PR #686, opened 2024-12-16
fix: test table in build details wrong redirect

### LINKED ISSUE #681: Interacting with tests tables in the Build Details page causes it to go from TreeBuildDetails/HardwareBuildDetails to BuildDetails
This possibly happens because the component is navigating to /build/$buildId through useNavigate without passing the state when navigating, causing the BuildDetails component to lose the information from where the user is coming from. A possible solution would be to pass the state to the navigate function used by onClickFilter in these three components. For example in HardwareBuildDetails

```ts
 const onClickFilter = useCallback(
    (filter: TestsTableFilter): void => {
      navigate({
        search: previousParams => {
          return {
            ...previousParams,
            tableFilter: {
              bootsTable: previousParams.tableFilter?.bootsTable,
              buildsTable: previousParams.tableFilter?.buildsTable,
              testsTable: filter,
            },
          };
        },
        state: { id: hardwareId, from: RedirectFrom.Hardware }
      });
    },
    [navigate],
  );
```

murilx:
When interacting with the tests table in the Build Details page it would incorrectly redirect because navigate was not receiving the state. By passing the state to navigate this cease to happen.

Closes #681 

## TODO
- When clicking the tests table row it's still losing the state


dashboard/src/components/Table/TableComponents.tsx
```diff
@@ -1,4 +1,4 @@
-import type { LinkProps } from '@tanstack/react-router';
+import { type HistoryState, type LinkProps } from '@tanstack/react-router';
```
murilx, line 1:
```suggestion
import type { HistoryState, LinkProps } from '@tanstack/react-router';
```

WilsonNet (approved):
bug seems to be fixed on my tests

MarceloRobert (approved):
Worked on my tests, seems straightforward

Francisco2002 (approved):

PR #690, opened 2024-12-17
feat(url): truncate url with new function

### LINKED ISSUE #674: Verify truncated URLs all over the app (they should have tooltips for full URL)

Francisco2002:
- use truncateUrl function
- define default url length 12

Close #674


dashboard/src/utils/constants/general.ts
```diff
@@ -7,3 +7,4 @@ export const DOCUMENTATION_URL = 'https://docs.kernelci.org/';
 // eslint-disable-next-line no-magic-numbers
 export const ItemsPerPageValues = [5, 10, 20, 30, 40, 50];
 export const DEFAULT_TIME_SEARCH = 7;
+export const defaultUrlLength = 12;
```
murilx, line 10: `truncateBigText` has a default length of 50 characters, considering that `truncateUrl` has a default `endPathLength`of 20 we could up this to at least 30. Also, is this const really useful? Since we can pass the default value to the function argument itself (as it's already being done but with 50 instead of 12 or 30).

Francisco2002: When a pass no params, the git url don't truncate. So, when the value of url length was 12, I decide to keep this value and use in other url

murilx: This might be good for the git url present in the Tree Details table. In other pages like Build and Test Details I believe they have enough space to justify increasing the number of characters

murilx (approved):

dashboard/src/components/TreeListingPage/TreeTable.tsx
```diff
@@ -71,11 +71,7 @@ const columns: ColumnDef<TreeTableBody>[] = [
               {sanitizeTableValue(row.getValue('tree_name') ?? '', false)}
             </div>
           </TooltipTrigger>
-          <TooltipContent>
-            <a href={row.original.url} target="_blank" rel="noreferrer">
-              {sanitizeTableValue(row.original.url, false)}
-            </a>
```
MarceloRobert, line 77: I don't see a reason to remove this link, it seems that it is possible to open it in a new tab even if clicking on the cell will direct you to the treeDetails page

= = = = = = =

Exercise: Gather all lines from the listing above in which "previousParams" occurs.

Result for this task:
        search: previousParams => {
            ...previousParams,
              bootsTable: previousParams.tableFilter?.bootsTable,
              buildsTable: previousParams.tableFilter?.buildsTable,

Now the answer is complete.